A woman in her 70s was referred to our tertiary care center for an asymptomatic mass of the gastric fundus. Her medical history was significant for chronic gastritis, which was being treated with esomeprazole 20 mg; a laparoscopic cholecystectomy 18 years prior; and excision of a 26-mm Merkel cell carcinoma of the left knee with negative results of the sentinel lymph node biopsy (stage II) 19 months prior. Results of the patient’s follow-up examinations were negative until a high-resolution computed tomographic scan showed a 45 × 40-mm intraluminal protruding mass with slightly enlarged lymph nodes along the lesser curvature of the gastric fundus (Figure, A).
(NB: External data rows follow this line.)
PR #22, opened 2019-03-29
Add network-libvirtd.nix for libvirtd environments.

clefru:
Example deployment for libvirtd.

FYI: 4GB of ram doesn't seem to be enough for bitcoind to sync.

### DIFF
--- a/network-libvirtd.nix
+++ b/network-libvirtd.nix
@@ -1,0 +1,30 @@
+{
+  bitcoin-node =
+    { config, pkgs, ... }:
+    {
+      deployment.targetEnv = "libvirtd";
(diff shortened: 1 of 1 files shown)


jonasnick:
I can't test this right now but looks good. I'm a bit hesitant to clobber the root dir with example files. Right now we have network-vbox.nix mostly just for the tutorial. I think we should move the network.nix files in their own directory.

That bitcoind doesn't sync with 4GB ram is surprising. IIRC it worked on @nixbitcoin's apu2c4 with 4GB. Reducing the dbcache setting to the default 450MB should help, but is perhaps not enough.

PR #23, opened 2019-03-31
Update Nix to 2.2.1 and add sandbox fix

nixbitcoin:


README.md
```diff
@@ -324,14 +333,24 @@ On the machine you are deploying from:
...
 
+	Sandboxing is enabled by default on Nix <2.2. This may cause problems on your system. If you get an error similar to
+
+	```
+	error: cloning builder process: Operation not permitted
+	error: unable to start build process
+	/tmp/nix-binary-tarball-unpack.hqawN4uSPr/unpack/nix-2.2.1-x86_64-linux/install: unable to install Nix into your default profile
+	```
+
+	try disabling sandboxing by adding `sandbox = false` to `/etc/nix/nix.conf`.
```
jonasnick: I haven't tested nix 2.2 but apparently this happens when nix isn't installed as root because sandboxing needs root permissions therefore imo better to specify that this happens because nix isn't isntalled as root and that alternatively you can install as root or build as user (as recommended here https://nixos.org/nix/manual/#conf-sandbox).

nixbitcoin: Fixed in 36b37eb

jonasnick: only fixed in one of the two locations

nixbitcoin: Fixed in a7eb091. Will be more careful next time.

PR #24, opened 2019-04-02
Project directory fixups

jonasnick:
@clefru does non-broken.nix serve a purpose or can we delete it?


clefru:
It's a shortcut .nix file to build all packages marked as non-broken found in many other NUR repos. Looks like most people use it in conjunction with travis.
https://github.com/nix-community/nur-combined/blob/master/repos/yurrriq/.travis.yml

I personally will leave it in my NUR repo, as I found it handy to just mark packages broken. I'll probably try to setup cachix for my own repo and then see how useful this file really is.

jonasnick:
I see. It looks like the [template repo](https://github.com/nix-community/nur-packages-template) was updated 2 days ago and `non-broken.nix` was deleted and instead there's a `ci.nix` now. If you think that's useful I could add `ci.nix` - at least its name isn't as obnoxious.

jonasnick:
I'm going ahead with this as I can't evaluate what's going on in the NUR. Can revisit later.

PR #345, opened 2026-08-18
Fix/docs site vuln

Ocean82:


PSU3D0:
Thanks for the bump — the `next` 16.2.6 -> 16.2.11 part is the one we want. But as submitted the docs site fails at install: `fumadocs-mdx@15.0.13` (a major over the previous 14.x) requires a newer `fumadocs-core` than the 16.7.13 pinned here, and its postinstall dies with `ERR_PACKAGE_PATH_NOT_EXPORTED: './content/md/frontmatter' is not defined by "exports" in fumadocs-core/package.json`. Reproduced locally with `pnpm install --frozen-lockfile` on your branch.

Two ways to make this mergeable, either is fine: keep `fumadocs-mdx` on the latest 14.x patch and take only the `next` + `fumadocs-core` patch bumps, or move both fumadocs packages together to a version pair that the fumadocs 15 migration notes say are compatible, and confirm `pnpm install && pnpm build` passes locally. Happy to merge as soon as install+build are clean.

PSU3D0:
One addition from a second audit pass on our side: `docs-site/bun.lock` still pins `next@16.2.6` and the old fumadocs versions, and this PR doesn't touch it — so anyone installing with bun keeps the vulnerable Next.js even after the pnpm lockfile is fixed. When you rework the fumadocs pairing per my previous comment, please either update `bun.lock` to match or delete it so the repo has a single lockfile of record. For context, the `next` bump matters: 16.2.6 is inside the vulnerable range of nine advisories fixed by 16.2.11 (three high, including the Server Actions SSRF), so we do want this PR to land once the install is fixed.

PSU3D0:
Thanks for flagging this. The security bump landed via #391 as a minimal change: next 16.2.6 to 16.2.11 only, which is the first fixed version for all nine advisories affecting 16.2.6 (four high: GHSA-89xv-2m56-2m9x, GHSA-p9j2-gv94-2wf4, GHSA-6gpp-xcg3-4w24, GHSA-m99w-x7hq-7vfj). Two reasons I took it over rather than merging this PR as submitted: it paired the bump with a fumadocs-mdx 14 to 15 major that the peer ranges did not require, and it left docs-site/bun.lock still pinning next 16.2.6, so the vulnerable version stayed resolvable. bun.lock is now deleted since nothing consumes it. Credited you in #391.

PR #346, opened 2026-08-18
Fix/cffi guard hardening

Ocean82:


PSU3D0 (changes requested):
Requesting changes — the advertised fix is not wired in, and the PR's own tests prove it. `guard.rs` (`catch_ffi`, `validate_cell`, `validate_block`, `FZ_MAX_ROW/COL`) has zero call sites anywhere in the crate — no `extern "C"` entry point is wrapped in `catch_unwind`, so despite the module docs, a panic in engine internals still aborts the host process exactly as before. And 3 of your 9 new `ffi_hardening` tests fail on your own branch (`set_cell_value_rejects_zero_based_coordinates`, `set_cell_value_rejects_out_of_grid_coordinates`, `set_values_rejects_block_running_off_the_grid`): they assert `guard.rs`'s message strings ("1-based", "exceeds maximum") while the code path actually taken is main's existing `checked_excel_coordinates`/`validate_cffi_range` ("outside Excel's valid range"). Please run the suite to completion before pushing — `cargo test -p formualizer-cffi --test ffi_hardening` reproduces this immediately.

Required: either wire `catch_ffi` into the public entry points (the actual panic-safety fix the PR advertises, and the part we'd most like to have) or delete `guard.rs`; make the test suite pass against whichever validator is canonical rather than duplicating main's (`validate_block(.., 0, 0)` accepting empty blocks already diverges from main's trailing-trim semantics — two validators will drift). Keep the poisoned-lock hunks exactly as they are: converting ~15 `.unwrap()` lock acquisitions into poisoned-lock error statuses is correct, consistent, and genuinely valuable — that part alone would merge on its own.

Going forward, for hardening PRs we need a call-site demonstration in the body: grep output or an integration test that fails when the guard is removed. Three of your four open hardening PRs add machinery nothing calls, which costs a full review cycle each to discover.

PSU3D0:
Closing with cause. The 2026-08-24 review found that the advertised guard module has no call sites (no `extern "C"` entry point is wrapped, so a panic still aborts the host) and that three of the PR's own nine hardening tests fail on the branch. There has been no update in the nine days since, while every other PR in the series was resubmitted, so I am reading this one as abandoned rather than in progress.

The underlying goal is still wanted. If you pick it back up, please open a fresh PR that wires `catch_ffi` into every `extern "C"` entry point and whose test suite passes on its own head, and reference this PR for history.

Results of fluorine 18–labeled fluorodeoxyglucose and gallium citrate Ga 68–labeled 1,4,7,10-tetraazacyclododecane-N,N',N'',N'''-tetraacetic (DOTA)-D-Phe1-Try3-octreotide (DOTATOC) positron emission tomography confirmed the presence of a metabolically active mass in the gastric fundus (maximum standardized uptake value, 6) with intense 68Ga–DOTATOC uptake (maximum standardized uptake value, 24) as well as mild 68Ga–DOTATOC uptake in 2 lymph nodes of the lesser curvature.